# Corn meal



## Ricky Cain (Jan 23, 2004)

This is interesting. Could it have applications to the planted tank?

http://www.dirtdoctor.com/view_question.php?id=18

ALGAE CONTROL IN WATER - Alliance Pond Cleaner is a fine-textured cornmeal for floating paint-like and filamentous algae in water, use cornmeal at 5 pounds per 1,000 square feet or 150-200 pounds per surface acre.
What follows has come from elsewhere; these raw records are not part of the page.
PR #219, opened 2016-07-11
trim .NET Core dependencies

lahma:
I've trimmed the current package dependencies from full 1.6 library to minimal required libs as it's considered a best practice: https://docs.microsoft.com/en-us/dotnet/articles/core/deploying/reducing-dependencies . System.Runtime.InteropServices could be thrown away if COM visibility would be sacrificed.

### DIFF
--- a/projects/client/RabbitMQ.Client/project.json
+++ b/projects/client/RabbitMQ.Client/project.json
@@ -12,8 +12,7 @@
       ]
     }
   },
-  "dependencies": {
-  },
+  "dependencies": {},
   "frameworks": {
     "net451": {},
     /*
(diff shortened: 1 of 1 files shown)


kjnilsson:
Great - thank you @lahma

waynebrantley:
Do we need  COM visibility ?

michaelklishin:
I don't think it's a particularly important thing to have but we are always surprised by what our users attempt to do ;) Is `System.Runtime.InteropServices` really a big deal to have on the dependency list?

waynebrantley:
Probably not, but COM visibility has no meaning on other platforms and the .net core is all about this being able to run on other platforms.  I would go with remove it and see what comes of it...can always put it back or look at other options if several people complain.

michaelklishin:
Given that this is in master, I'm not against it. Will leave it up to @kjnilsson to decide how beneficial it would be to drop this dependency :)

kjnilsson:
I think we should remove it. I agree with @waynebrantley 's point about portability.

lahma:
Yet another one to go probably could be System.Console. It might be beneficial to replace console logging with LibLog that allows you to embed it as an internal class. It provides quite powerful logging capabilities by delegating to NLog, Serilog and log4net.

michaelklishin:
Please leave logging changes to #94. I am not sure how much time we want to spend on this client vs. developing a new one but adding sensible logging makes sense. If only there was a consensus on what sensible logging looks like ;) But it's a matter for #94.

kjnilsson:
Remove InteropServices in commit: https://github.com/rabbitmq/rabbitmq-dotnet-client/commit/5e0750647cd7358cd46fdfa8ce1a19fa4c70c12d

The cellulose in the cornmeal helps tie up the excess phosphorous in water, balances the water chemistry and thus kills off the algae. The carbon in the cornmeal enables the beneficial bacteria in the water to flourish at the expense of the algae. Then the decomposing algae provide a source of carbon for the bacteria. One or two treatments is usually enough to control the algae for several months. Caution: any fast algae kill from any product can cause oxygen depravation and result in fish kill.


----------



## plantbrain (Jan 23, 2004)

Well, killing off the O2 will kill algae, not the other way around..........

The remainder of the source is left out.